How to be an uncelebrated celebrity

Being a South African celebrity is a bit like being a blowfish in a goldfish bowl. Your audience has a seven-second attention span and you’re responsible for inflating your own ego. And once your fans have fed off you, they feel mildly poisoned.

When did celebrity become a synonym for notorious? The grotesquely inane “celebrities” we’re lumbered with in this country have forgotten that the word “celebrity” is supposed to indicate that you’ve achieved renown in some way. And not by having your labia photographed leading you out of the back of a limo, either. A way which actually adds value to the world that you’re feeding off like a remora.

A case in point is the unlikely named Crystal Arnold, who is apparently a SuperSport presenter. Crystal (it would feel a little creepy talking about Arnold’s breasts) made what she terms a “career choice” by electing to “grace” the cover of South African Playboy magazine. Again, her words.

In what world is appearing topless, for free, in a magazine that’s doomed (the circulation of the United States edition of Playboy dropped 34% last year), a way to further your career as a sports presenter? Is this how Naas Botha made it onto the small screen?

It would be fine if Crystal was doing it because she likes getting her tits out for the lads. Hey, your body, your life, no person should be telling you what you can or can’t do with your own body. But when your nudity is dressed up in the spurious legitimation of faux feminist liberation it becomes an insult to the many women who have fought so that Crystal can have the right to show her body whenever she wants to.


The reason Crystal is appearing topless in Playboy is apparently a revolutionary one. To liberate all the cute intellectuals of the world.

“I have ventured into this opportunity… because I believe in the statement an empowered woman can make through both intellect and the physical. I think beauty and brains need not be seen as separate entities, both should be celebrated in every woman. Like Beyoncé sings: ‘Who run the world — Girls!'”

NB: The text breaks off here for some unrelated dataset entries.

PR #847, opened 2023-05-22
feat: crashpad handler http-proxy support

### LINKED ISSUE #788: Adapt the crashpad transports to support HTTP proxies
While all transport implementations of the Native SDK currently support simple HTTP forwarding proxies, `crashpad` doesn't configure them in its transports. Users who configure the Native SDK with an HTTP proxy and use crashpad as a backend will receive events, but no crashes when running behind a proxy.

supervacuus:
fixes #788 together with https://github.com/getsentry/crashpad/pull/86

### DIFF
--- a/CHANGELOG.md
+++ b/CHANGELOG.md
@@ -6,6 +6,7 @@
 
 - Disable PC adjustment in the backend for libunwindstack ([#839](https://github.com/getsentry/sentry-native/pull/839))
 - Crashpad backend allows inspection and enrichment of the crash event in the on_crash/before_send hooks ([#843](https://github.com/getsentry/sentry-native/pull/843))
+- Add http-proxy support to the `crashpad_handler` ([#847](https://github.com/getsentry/sentry-native/pull/847), [crashpad#86](https://github.com/getsentry/crashpad/pull/86))
 
 **Internal**:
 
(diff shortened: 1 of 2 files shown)


supervacuus:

Wow, Crystal, what an insight! You can be clever AND beautiful. Belgian philosopher Luce Irigaray thanks you, as do the other feminist girls. How is it empowering to make the cover of a magazine by doing it for free? Surely stripping your top off on live TV to protest the fact that there’s actually a reality programme called Lady Rugga would be more intelligent?

Celebritydom isn’t about having people discussing what an idiot you are, or what wise nipples you have. It’s about doing something that gives you renown with longevity. When they told you burning your bra was a sign of liberation, they didn’t mean doing it in a bar full of leering men.

The irony, of course, is that in the world of televised sport, where coverage is heavily skewed in favour of male sport, this should be a good career move. But it’ll never make you celebrated.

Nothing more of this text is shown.